[Items from a dataset]
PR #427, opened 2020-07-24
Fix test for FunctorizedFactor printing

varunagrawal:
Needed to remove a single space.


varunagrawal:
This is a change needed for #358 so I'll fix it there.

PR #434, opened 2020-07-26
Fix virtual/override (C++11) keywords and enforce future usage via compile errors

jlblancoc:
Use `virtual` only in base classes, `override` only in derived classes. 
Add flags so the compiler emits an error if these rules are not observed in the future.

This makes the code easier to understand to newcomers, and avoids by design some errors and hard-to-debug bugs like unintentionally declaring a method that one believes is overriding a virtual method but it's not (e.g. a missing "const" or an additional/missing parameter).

...

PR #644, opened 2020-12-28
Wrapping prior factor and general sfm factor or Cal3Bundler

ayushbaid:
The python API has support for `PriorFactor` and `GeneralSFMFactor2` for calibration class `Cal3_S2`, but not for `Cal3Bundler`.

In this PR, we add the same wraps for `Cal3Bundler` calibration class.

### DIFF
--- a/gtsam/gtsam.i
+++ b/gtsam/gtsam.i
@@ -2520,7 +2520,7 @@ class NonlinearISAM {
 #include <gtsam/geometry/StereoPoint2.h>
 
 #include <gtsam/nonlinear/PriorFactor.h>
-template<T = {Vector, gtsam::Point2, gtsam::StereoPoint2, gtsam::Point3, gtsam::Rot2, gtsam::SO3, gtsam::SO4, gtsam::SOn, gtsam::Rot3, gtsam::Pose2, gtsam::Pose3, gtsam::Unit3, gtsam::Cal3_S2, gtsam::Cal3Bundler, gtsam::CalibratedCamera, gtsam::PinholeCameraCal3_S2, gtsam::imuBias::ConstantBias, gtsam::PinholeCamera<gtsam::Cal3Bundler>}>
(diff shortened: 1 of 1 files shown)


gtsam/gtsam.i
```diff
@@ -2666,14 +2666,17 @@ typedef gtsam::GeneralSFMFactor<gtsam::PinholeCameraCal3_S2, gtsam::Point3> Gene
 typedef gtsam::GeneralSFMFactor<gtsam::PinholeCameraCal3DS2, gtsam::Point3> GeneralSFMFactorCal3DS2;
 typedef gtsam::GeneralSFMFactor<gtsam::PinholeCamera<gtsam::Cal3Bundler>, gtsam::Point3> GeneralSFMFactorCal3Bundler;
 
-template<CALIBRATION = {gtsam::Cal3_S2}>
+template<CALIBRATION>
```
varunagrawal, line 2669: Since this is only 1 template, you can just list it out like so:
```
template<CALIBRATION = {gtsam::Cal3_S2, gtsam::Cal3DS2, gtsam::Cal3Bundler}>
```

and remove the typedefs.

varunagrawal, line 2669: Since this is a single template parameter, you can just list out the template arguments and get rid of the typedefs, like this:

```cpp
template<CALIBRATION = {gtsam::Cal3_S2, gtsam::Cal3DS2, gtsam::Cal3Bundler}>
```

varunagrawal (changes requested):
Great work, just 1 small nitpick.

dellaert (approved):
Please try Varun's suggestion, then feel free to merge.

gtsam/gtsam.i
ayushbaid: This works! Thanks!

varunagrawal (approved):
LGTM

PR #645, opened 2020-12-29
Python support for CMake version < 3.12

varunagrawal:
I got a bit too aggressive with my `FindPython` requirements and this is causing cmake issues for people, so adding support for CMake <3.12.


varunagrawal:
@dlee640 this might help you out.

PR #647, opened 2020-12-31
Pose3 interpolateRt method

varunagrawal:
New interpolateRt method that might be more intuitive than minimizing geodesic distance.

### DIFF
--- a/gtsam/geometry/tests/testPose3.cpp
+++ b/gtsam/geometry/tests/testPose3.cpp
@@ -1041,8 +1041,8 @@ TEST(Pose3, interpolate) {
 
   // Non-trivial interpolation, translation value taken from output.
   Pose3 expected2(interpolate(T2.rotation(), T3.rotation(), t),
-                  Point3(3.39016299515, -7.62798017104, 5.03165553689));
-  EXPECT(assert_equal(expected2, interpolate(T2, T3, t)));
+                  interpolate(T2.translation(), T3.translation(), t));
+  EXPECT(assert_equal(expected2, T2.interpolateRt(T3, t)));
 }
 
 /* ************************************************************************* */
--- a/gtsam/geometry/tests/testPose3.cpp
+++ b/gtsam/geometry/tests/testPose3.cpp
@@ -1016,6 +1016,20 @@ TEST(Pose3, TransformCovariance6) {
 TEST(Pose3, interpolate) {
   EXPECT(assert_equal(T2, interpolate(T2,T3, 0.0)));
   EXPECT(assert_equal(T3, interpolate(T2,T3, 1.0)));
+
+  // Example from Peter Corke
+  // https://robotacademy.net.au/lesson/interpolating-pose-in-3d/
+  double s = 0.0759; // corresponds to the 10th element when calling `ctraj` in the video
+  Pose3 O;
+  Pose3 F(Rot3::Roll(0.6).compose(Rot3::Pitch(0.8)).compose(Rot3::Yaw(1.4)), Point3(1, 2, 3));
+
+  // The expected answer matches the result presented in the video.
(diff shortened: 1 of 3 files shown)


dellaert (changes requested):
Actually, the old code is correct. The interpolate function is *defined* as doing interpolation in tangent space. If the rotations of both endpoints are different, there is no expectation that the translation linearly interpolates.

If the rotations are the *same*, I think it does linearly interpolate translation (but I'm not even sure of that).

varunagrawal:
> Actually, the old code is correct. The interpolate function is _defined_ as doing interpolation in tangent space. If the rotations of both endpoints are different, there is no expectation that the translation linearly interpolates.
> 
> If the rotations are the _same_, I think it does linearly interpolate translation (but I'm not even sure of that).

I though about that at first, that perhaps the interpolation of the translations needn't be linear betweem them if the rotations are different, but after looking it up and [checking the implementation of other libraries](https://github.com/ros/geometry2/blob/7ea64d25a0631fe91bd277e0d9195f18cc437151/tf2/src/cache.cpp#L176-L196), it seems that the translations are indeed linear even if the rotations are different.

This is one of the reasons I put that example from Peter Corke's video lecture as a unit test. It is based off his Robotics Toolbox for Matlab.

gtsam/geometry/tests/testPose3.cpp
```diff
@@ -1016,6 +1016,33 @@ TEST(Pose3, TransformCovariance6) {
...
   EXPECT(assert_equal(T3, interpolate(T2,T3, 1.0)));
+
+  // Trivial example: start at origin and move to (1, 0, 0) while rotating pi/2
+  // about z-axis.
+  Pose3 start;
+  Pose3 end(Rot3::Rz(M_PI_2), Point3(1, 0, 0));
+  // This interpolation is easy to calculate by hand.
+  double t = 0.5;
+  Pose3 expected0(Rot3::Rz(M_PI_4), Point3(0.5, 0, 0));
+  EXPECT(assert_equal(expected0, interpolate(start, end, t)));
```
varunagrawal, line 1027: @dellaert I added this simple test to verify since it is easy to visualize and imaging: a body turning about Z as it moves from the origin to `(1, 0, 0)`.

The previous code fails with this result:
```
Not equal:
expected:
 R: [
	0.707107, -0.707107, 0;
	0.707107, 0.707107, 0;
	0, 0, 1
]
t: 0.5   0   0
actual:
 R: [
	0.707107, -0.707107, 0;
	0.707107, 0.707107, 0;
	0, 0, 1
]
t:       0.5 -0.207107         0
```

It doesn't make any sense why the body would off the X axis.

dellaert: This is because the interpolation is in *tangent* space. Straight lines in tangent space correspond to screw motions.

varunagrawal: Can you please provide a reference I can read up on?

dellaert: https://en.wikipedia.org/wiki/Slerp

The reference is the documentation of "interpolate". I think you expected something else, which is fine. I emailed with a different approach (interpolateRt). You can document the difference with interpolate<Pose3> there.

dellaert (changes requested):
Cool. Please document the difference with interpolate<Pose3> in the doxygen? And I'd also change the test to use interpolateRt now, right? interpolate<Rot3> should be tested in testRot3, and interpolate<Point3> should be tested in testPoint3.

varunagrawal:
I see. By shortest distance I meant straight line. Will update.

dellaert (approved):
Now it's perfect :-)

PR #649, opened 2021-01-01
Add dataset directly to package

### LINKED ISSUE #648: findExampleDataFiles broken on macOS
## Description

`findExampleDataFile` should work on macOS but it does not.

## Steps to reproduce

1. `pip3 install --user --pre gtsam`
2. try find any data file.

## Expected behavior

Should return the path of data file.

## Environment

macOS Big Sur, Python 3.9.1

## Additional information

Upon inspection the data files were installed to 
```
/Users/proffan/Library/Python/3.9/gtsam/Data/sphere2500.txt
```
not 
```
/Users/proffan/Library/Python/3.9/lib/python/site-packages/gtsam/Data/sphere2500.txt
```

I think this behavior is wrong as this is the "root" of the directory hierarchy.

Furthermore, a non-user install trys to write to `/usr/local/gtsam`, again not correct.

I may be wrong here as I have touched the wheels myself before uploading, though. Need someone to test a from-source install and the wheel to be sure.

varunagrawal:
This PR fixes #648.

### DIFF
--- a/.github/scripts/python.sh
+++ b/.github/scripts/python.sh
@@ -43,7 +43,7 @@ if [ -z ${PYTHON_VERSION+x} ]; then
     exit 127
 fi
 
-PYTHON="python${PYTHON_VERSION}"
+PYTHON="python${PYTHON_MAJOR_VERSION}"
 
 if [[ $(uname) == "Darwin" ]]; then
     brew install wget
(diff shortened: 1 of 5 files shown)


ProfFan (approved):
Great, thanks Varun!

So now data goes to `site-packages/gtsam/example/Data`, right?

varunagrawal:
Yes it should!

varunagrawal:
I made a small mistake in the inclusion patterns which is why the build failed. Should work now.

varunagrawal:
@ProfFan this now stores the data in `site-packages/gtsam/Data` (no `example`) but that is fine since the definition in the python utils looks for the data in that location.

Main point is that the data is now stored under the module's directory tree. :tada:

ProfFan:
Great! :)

==

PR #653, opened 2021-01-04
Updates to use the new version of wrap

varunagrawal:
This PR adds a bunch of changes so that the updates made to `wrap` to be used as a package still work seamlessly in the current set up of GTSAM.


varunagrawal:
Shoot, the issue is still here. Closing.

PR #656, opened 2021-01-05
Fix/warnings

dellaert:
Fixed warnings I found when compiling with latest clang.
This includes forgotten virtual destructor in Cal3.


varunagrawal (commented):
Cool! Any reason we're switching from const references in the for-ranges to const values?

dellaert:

# YOUR GOAL
State how many lines above contain the string "made", with no other words.

# SOLUTION TO THE PROBLEM
2